Caso os eleitores pró-alteração formem a maioria, o resultado será enviado ao Tribunal Superior Eleitoral (TSE), que irá informar a decisão do povo ao Congresso. Feito isso, segundo o TRE-AC, começará uma fase de estudo para discutir quando o ajuste no relógio será executado. Não há estimativa para isso, segundo o tribunal.
O coordenador da “Frente de resgate do nosso antigo horário” é Francisco Messias, professor escolar e funcionário do Ibama (Instituto Brasileiro de Meio Ambiente e dos Recursos Naturais Renováveis). Segundo ele, sua campanha está orçada em R$ 10 mil, custos arcados por sindicatos. “É tudo meio desorganizado. Não tem infraestrutura. O comitê é formado por umas cinco pessoas”, diz ele, responsável pelos santinhos, panfletos e adesivos.
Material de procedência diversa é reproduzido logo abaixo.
PR #6479, opened 2023-06-22
fix: initialize payoutProcessError with default value

KenLSM:
## Problem

1. Payout hooks from stripe are returning `502`
2. Cloudwatch was receiving `... undefined (reading match) ...`

Introduced in #6436

**Sequence of events**

1. `payoutProcessError` is not initialized to be anything.
Suppose there’s no error when running `ResultAsync`. 
2. `result` will be set with payoutProcessError := null, as it was not set to be anything.
3. Then returned back to it’s caller with `return result // null`. Caller was expecting a type ResultAsync
4. Caller freaks out

## Solution

Initialize `payoutProcessError` with `okAsync`, assuming that it will be replaced when errors occurs inside `processStripeEvent`

**Breaking Changes** 

### DIFF
--- a/package-lock.json
+++ b/package-lock.json
@@ -1,12 +1,12 @@
 {
   "name": "FormSG",
-  "version": "6.61.0",
+  "version": "6.61.1",
   "lockfileVersion": 2,
   "requires": true,
   "packages": {
     "": {
       "name": "FormSG",
-      "version": "6.61.0",
+      "version": "6.61.1",
       "hasInstallScript": true,
       "dependencies": {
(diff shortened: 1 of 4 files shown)


timotheeg (approved):
LGTM!

I think the explicit `undefined` might not even be necessary, but not an issue at all

KenLSM:
`okAsync` requires a value 😞 

```
// node_modules/neverthrow/dist/index.d.ts
declare const okAsync: <T, E = never>(value: T) => ResultAsync<T, E>;
```

timotheeg:
Oh, the PR needs a version bump to .1

timotheeg (approved):
+1

PR #239, opened 2020-10-21
ffmpeg-qsv: use '-hwaccel_output_format qsv' for decode

uartie:


uartie:
This makes the command-line compatible before and after this patch: https://github.com/intel-media-ci/ffmpeg/pull/302

PR #244, opened 2020-11-02
ffmpeg-qsv decode vp9 12bit 420 support

FocusLuo:


test/ffmpeg-qsv/decode/12bit/vp9.py
```diff
@@ -0,0 +1,34 @@
+###
+### Copyright (C) 2018-2019 Intel Corporation
```
uartie, line 2: copyright year 2020.

uartie (changes requested):

test/ffmpeg-qsv/decode/12bit/vp9.py
FocusLuo: Updated, thanks reviewing

uartie (approved):
LGTM

PR #246, opened 2020-11-09
lib/gstreamer: use chroma-mode=none for videoconvert

uartie:
Since gst-plugins-base@660b5e4a the chroma-site is
no longer assumed by the base decoder.  This changed
the chroma resampling chosen by videoconvert in many
cases because gst-vaapi and gst-msdk decoders no longer
provide chroma-site setting on their src caps.

Thus, disable chroma resampling on videoconvert to
workaround the issues reported here:

https://gitlab.freedesktop.org/gstreamer/gstreamer-vaapi/-/issues/284
https://gitlab.freedesktop.org/gstreamer/gst-plugins-bad/-/issues/1456


FocusLuo:
LGTM

FocusLuo (approved):

PR #248, opened 2020-11-19
Remove low delay B specializations

uartie:
HEVCe LDB is/will be the default for all
vaapi/msdk plugins.

NOTE: HEVCe LDB for ffmpeg-vaapi is only in cartwheel
at the moment.  It doesn't select LDB by default
yet, but a patch will be submitted to enable it as
the default soon.

### DIFF
--- a/lib/caps/DG1/iHD
+++ b/lib/caps/DG1/iHD
@@ -24,8 +24,8 @@ caps = dict(
   encode  = dict(
     avc     = dict(maxres = res4k , fmts = ["NV12"]),
     mpeg2   = dict(maxres = res2k , fmts = ["NV12"]),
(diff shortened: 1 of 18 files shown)


FocusLuo:
@uartie For "VME P frame" path, how will the patch support?

uartie:
> @uartie For "VME P frame" path, how will the patch support?

It shouldn't be related to this patchset.  But, I am experimenting with ideas.  Ideally I would like to avoid adding new test functions, so maybe we will amend test parameters (which can be challenging).

FocusLuo:
Ok, LGTM

uartie:
Thanks @FocusLuo ... I will merge this tomorrow.

PR #251, opened 2020-12-07
gst-msdk add av1 10bit decode support

FocusLuo:
1, TGL caps
2, av1 10bit decode
3, profile map

### DIFF
--- a/lib/caps/TGL/iHD
+++ b/lib/caps/TGL/iHD
@@ -26,6 +26,7 @@ caps = dict(
     vp9_10  = dict(maxres = res8k , fmts = ["P010", "Y410"]),
     vp9_12  = dict(maxres = res8k , fmts = ["P012", "Y412"]),
     av1_8   = dict(maxres = res8k , fmts = ["NV12"]),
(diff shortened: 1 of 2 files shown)


lib/gstreamer/msdk/util.py
```diff
@@ -108,6 +108,9 @@ def mapprofile(codec,profile):
     "av1-8"  : {
       "main"                  : "main",
     },
+    "av1-10"  : {
+      "main"                  : "main-10",
```
uartie, line 112: This should be `"main10" : "main-10"`.

Also, fwiw, `mapprofile` is not used by decoder tests.  It's only used in encoder tests.  Thus, this change is unnecessary for adding decode support in this patchset.

uartie (changes requested):

lib/gstreamer/msdk/util.py
FocusLuo: updated by removing it

uartie (approved):
LGTM

PR #252, opened 2020-12-07
Support test skip for missing features in decoder caps (and define SCC feature)

uartie:
lib: support test skip for missing features in decoders
    
    Some test cases require extra codec features based on platform
    capabilities.
    
    This adds support to decoders to allow test config and
    platform caps to match arbitrary features required for the
    test case to run.  If no match, then the test case can be
    skipped.
    
    For example, in the test case specification the user can define
    "features = ['xyz', 'abc']" to enable the case on platforms
    that only have 'xyz' and 'abc' features defined in the
    platform capabilities file (i.e. in lib/caps/..).
    
    To declare a set of supported/unsupported codec features in the
    platform caps, we can define for example:
    
     "features = dict(xyz = True, abc = True, other = False)"
    
    ...where True means the feature is supported and False means
    the feature is unsupported.  A feature is unsupported by default,
    if the feature is not defined in the dict of features.

    Finally, define scc as supported hevc8 feature on gen12

### DIFF
--- a/lib/__init__.py
+++ b/lib/__init__.py
@@ -11,6 +11,7 @@ from .metrics import *
 from .parameters import *
 from .platform import *
 from .system import *
+from .util import *
 
 import itertools
 import os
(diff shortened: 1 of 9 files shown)


FocusLuo (approved):
LGTM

Messias cita dois pontos de sua plataforma. “A primeira é democrática, já que nosso horário mudou sem que o povo fosse consultado. A segunda tem relação com as crianças, os alunos. Do jeito que estamos, muitas vezes está amanhecendo quase sete horas da manhã, mesmo horário que começam as aulas. As crianças são obrigadas a acordar e a pegar o transporte no escuro. É perigoso e influencia o desempenho”, diz.
Na oposição a Messias, está José Adriano Ribeiro, empresário da construção civil que, junto com outros aliados e com apoio da Associação Comercial, forma a chama da “Frente 55”. Segundo ele, foram investidos R$ 20 mil na campanha pela permanência do fuso atual no Estado. “Como temos a possibilidade de usar o horário eleitoral, criamos os programas na TV para explicar as ideias que nos embasam. Além disso, fizemos adesivos e santinhos explicando como votar”, conta.
Caixa-eletrônico
A ideologia do empresário tem um apelo mais capitalista. “O retorno ao antigo horário nos colocaria novamente fora do eixo econômico brasileiro”, diz ele. Como argumenta, o intervalo de três horas em relação a Brasília (no horário de verão) traz inúmeros prejuízos ao povo local.
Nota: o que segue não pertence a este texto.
PR #254, opened 2020-12-10
added ffmpeg-qsv av1-10 decode support

FocusLuo:
ffmpeg-qsv add av1-10 decode support


uartie (approved):
LGTM

PR #255, opened 2020-12-16
gstreamer msdk/vaapi add hevc scc encode support

FocusLuo:
1, Caps: TGL/RKL/DG1
2, gst-msdk add hevc scc encode support
3, gst-vaapi add hevc scc encode support


uartie (approved):
LGTM

PR #258, opened 2020-12-20
ffmpeg-qsv/vaapi hevc scc enc 444 enabling

FocusLuo:
ffmpeg-qsv/vaapi hevc scc enc 444 enabling


FocusLuo:
almost same implement as ffmpeg-vaapi/hevc 420 and gst-msdk/vaapi 444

“Quando são 22h em Brasília, são 19h aqui. Ou seja, depois desse horário, não podemos sacar mais de R$ 100 reais no caixa eletrônico. Isso atrapalha até quem pretende abastecer o carro na parte da noite, já que o uso de cartões nem sempre é oferecido pelos postos”, diz.
Ribeiro também defende que qualquer negociação comercial ficaria atrapalhada, caso fosse decidido pelo retorno ao fuso antigo. “Quando a pessoa volta do almoço em São Paulo, a gente está saindo para comer aqui. Tudo fica para o dia seguinte.”
O partidário do 55 também reclama do impacto do fuso para a avião comercial – “os aviões saem muito tarde de Rio Branco” – e também cita algumas questões menos técnicas para defender o voto em sua chapa. “Muitas vezes, quando vamos assistir partidas de futebol na TV, quando começa a transmissão, o jogo já começou, já que é difícil para as emissoras encaixar os telejornais locais com a grade nacional”, afirma.